TAUNTON, Mass. — Two bystanders and an off-duty deputy sheriff were hailed as heroes Wednesday for intervening when a mentally disturbed man went on a stabbing rampage at a home and a mall hours after leaving a hospital, killing two people and injuring at least five others.
Arthur DaRosa’s 4-mile trail of destruction, authorities say, included entering a random home where he stabbed two people eating dinner, several attempted carjackings, driving a car into a Macy’s, beating several people inside the department store and then stabbing two people in a restaurant. He was shot and killed by a deputy sheriff when he refused to drop a knife inside the Bertucci’s restaurant, the Bristol County prosecutor said.
District Attorney Thomas Quinn III gave this account:
DaRosa’s rampage began Tuesday evening, when he suddenly left his daughter’s soccer practice in Taunton, 40 miles south of Boston, in a Honda Accord owned by her mother and struck a pickup truck.
DaRosa then tried unsuccessfully to get into several houses before entering a home where Patricia Slavin, 80, and her daughter, Kathleen Slavin, 58, were eating dinner. DaRosa stabbed the women, whom he didn’t know, and then ran from the house.
Patricia Slavin died of multiple stab wounds. Her daughter was hospitalized in the intensive-care unit.
DaRosa tried to carjack multiple people driving or stopped nearby but finally got back into the Honda, drove to the Silver City Galleria mall a few miles away and crashed into the front entrance of Macy’s. Inside the store, he assaulted at least three women. One remained hospitalized Wednesday.
A Macy’s employee intervened and tried to stop DaRosa, but he left and walked to the Bertucci’s, where he grabbed a knife and stabbed a waitress, Sheenah Savoy, multiple times.

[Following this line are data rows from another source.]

PR #2152, opened 2026-07-21
fix(uipath-coded-apps): use `uip admin external-apps` CLI for external app setup

ninja-shreyash:
## What & why

The `uipath-coded-apps` skill documented **only** a Playwright browser-automation path for creating/updating OAuth External Applications (`oauth-client-setup.md` was literally titled *"OAuth Client Management via Playwright CLI"*). A first-class CLI — `uip admin external-apps create/update/get` — already exists and supersedes it.

Fixes **PLT-106013**. Verified against the linked Slack thread:
- The CLI verbs are in `assets/uip-catalog-snapshot.json` (current) and fully documented in the sibling `uipath-admin` skill.
- The Playwright script (~400 lines of portal DOM automation with a "re-run codegen when selectors break" maintenance loop) provided **no capability the CLI lacks** — both hit the same Identity backend and need the same admin permission.

> The ticket's second symptom — `Cannot find the target partition. (#218)` from duplicate `acr_values` — is an **Identity Server** bug tracked separately in **PLT-106121** (server-side, owned by the Identity team). Out of scope here.

## Changes

| File | Change |
|---|---|
| `oauth-client-setup.md` | Full rewrite → CLI create/update. `get → union → update` documented because CLI `update` **replaces** scopes/redirects (doesn't merge). Kept a slim manual-portal fallback for the one real gap: caller lacks identity-admin permission (`403`) or isn't authenticated. Removed Chrome detection, Playwright install, the consolidated script, and codegen (~660 lines). |
| `create-web-app.md` | Create the External App via `uip admin external-apps create` instead of browser automation. |
| `create-action-app.md` | Same for the coded **action app** path (per Sandeepan's comment on the ticket). Preserves the action-app nuance (redirect URI is an inert placeholder — runs in Action Center's iframe). |
| `debug.md` | `add-redirects` / `add-scopes` / `redirect_uri_mismatch` / `invalid_scope` / 401 remediations now use `uip admin external-apps update`. The runtime **login-reproduction** harness stays Playwright — the CLI can't reproduce a browser OAuth login. |
| `sdk/conversational-agent.md` | Pointer wording: "browser automation" → CLI. |

## Fallback rationale

CLI-first, with a **manual-portal** fallback only (Playwright removed entirely). External-app management is permission-gated; when the caller lacks admin rights, the task must be handed to an admin — a short click-through one-pager serves that. Playwright didn't help there either (same permission requirement).

## Tests

[...]

PR #2882, opened 2026-08-28
docs(uipath-coded-apps): note portal picker labels vs scope names [APPS-37264]

ninja-shreyash:
## Why

The ticket asked to add Insights rows to the "Scope to Resource Mapping" table in `oauth-client-setup.md`. That table was removed in #2152, when external-app setup moved to the `uip admin external-apps` CLI. The CLI takes flat scope names and Identity resolves each to its resource, so there is no table to maintain and the CLI path already works from the scope names in `oauth-scopes.md`.

The one place still affected is the manual portal fallback, where a human picks resources in the portal picker. It did not say the picker groups scopes under resource labels that differ from scope names, and nothing flagged that Insights is split across two picker resources.

## Change

Adds a note to the Manual portal fallback section: the picker uses resource labels, not scope names, and Insights analytics/SLA needs both the Insights resource (scope `Insights`) and the Insights Real-Time Data resource (scope `Insights.RealTimeData`), plus PIMS for SLA summaries.

Docs only. The CLI flow is unchanged.

### DIFF
--- a/skills/uipath-coded-apps/references/oauth-client-setup.md
+++ b/skills/uipath-coded-apps/references/oauth-client-setup.md
@@ -96,7 +96,7 @@ A missing scope name (`scope not found` / `Not all scopes=<list> are present in 
 
 ## Manual portal fallback
 
-> **Portal picker labels vs scope names.** In the portal, scopes are grouped under **resource labels** that differ from the CLI scope names. Pick the scopes per resource from [oauth-scopes.md](oauth-scopes.md). Some services span two resources: Insights analytics and SLA reads need both the **Insights** resource (scope `Insights`) and the **Insights Real-Time Data** resource (scope `Insights.RealTimeData`); SLA summaries also need **PIMS**.
+> **Portal picker labels vs scope names.** In the portal, scopes are grouped under **resource labels** that differ from the CLI scope names. Pick the scopes per resource from [oauth-scopes.md](oauth-scopes.md). Some services require more than one resource.
 
 ### Create a new External Application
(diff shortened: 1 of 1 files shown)


deepeshrai-tech (approved):

maninder-uipath (approved):

skills/uipath-coded-apps/references/oauth-client-setup.md
```diff
@@ -96,6 +96,8 @@ A missing scope name (`scope not found` / `Not all scopes=<list> are present in
 
 ## Manual portal fallback
 
+> **Portal picker labels vs scope names.** In the portal, scopes are grouped under **resource labels** that differ from the CLI scope names. Pick the scopes per resource from [oauth-scopes.md](oauth-scopes.md). Some services span two resources: Insights analytics and SLA reads need both the **Insights** resource (scope `Insights`) and the **Insights Real-Time Data** resource (scope `Insights.RealTimeData`); SLA summaries also need **PIMS**.
```
vnaren23: 1. `Some services span two resources` vs `Some services require more than one resource`. Which is better?
2. Should we mention this? Cant we just leave it as some services require statemenet? 
> Insights analytics and SLA reads need both the **Insights** resource (scope `Insights`) and the **Insights Real-Time Data** resource (scope `Insights.RealTimeData`); SLA summaries also need **PIMS**.

ninja-shreyash: done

George Heath, a visual design teacher at the Greater New Bedford Regional Vocational Technical High School, was at the bar at Bertucci’s with his wife, Rosemary Heath. She said they had just ordered a drink when they heard a scream and saw DaRosa stabbing a young woman.
“He had the back of her shirt and kept stabbing her, and by the time she got to me, she was screaming, ‘Help me! Help me! Help Me!’ ” she told WCVB-TV.
Rosemary Heath said she pushed the woman out of the way and grabbed the back of DaRosa’s shirt.
“My husband was struggling with him to get the knife away,” she said. “I think he went down low on him to get him around the elbows so he couldn’t raise his arm up, and then he pulled his arm back and then stabbed my husband in the head.”
George Heath, 56, later died. Savoy, 26, remained hospitalized in serious condition Wednesday.
Mayor Thomas Hoye Jr. called Heath “certainly a hero.”
“He stepped up,” Hoye said. “He prevented a tragic situation from getting worse.”
Rosemary Heath said Plymouth County Deputy Sheriff James Creed, who was off-duty and at Bertucci’s eating dinner, repeatedly ordered DaRosa to drop the knife.
Quinn said that when DaRosa refused, Creed fired one shot at his abdomen, killing him and preventing “further carnage.”
Quinn said DaRosa, who was 28 and had two young daughters, had checked himself in to Morton Hospital on Monday after his sister observed him behaving erratically, was released Tuesday and went on the rampage hours later.
“This appears to be an irrational series of actions,” Quinn said. “It’s beyond comprehension what the man did.”
DaRosa’s family said he didn’t have a diagnosis and wasn’t on medication but had been battling mental illness in recent months and suffered a breakdown.
“He just snapped,” his aunt Liz DaRosa said.
She said the killings could have been prevented had the hospital kept him longer rather than discharging him. She apologized to the families of the victims, saying, “We can’t understand it, never mind what they’re going through.”
Morton Hospital declined to comment on what type of treatment Arthur DaRosa received, citing patient privacy laws.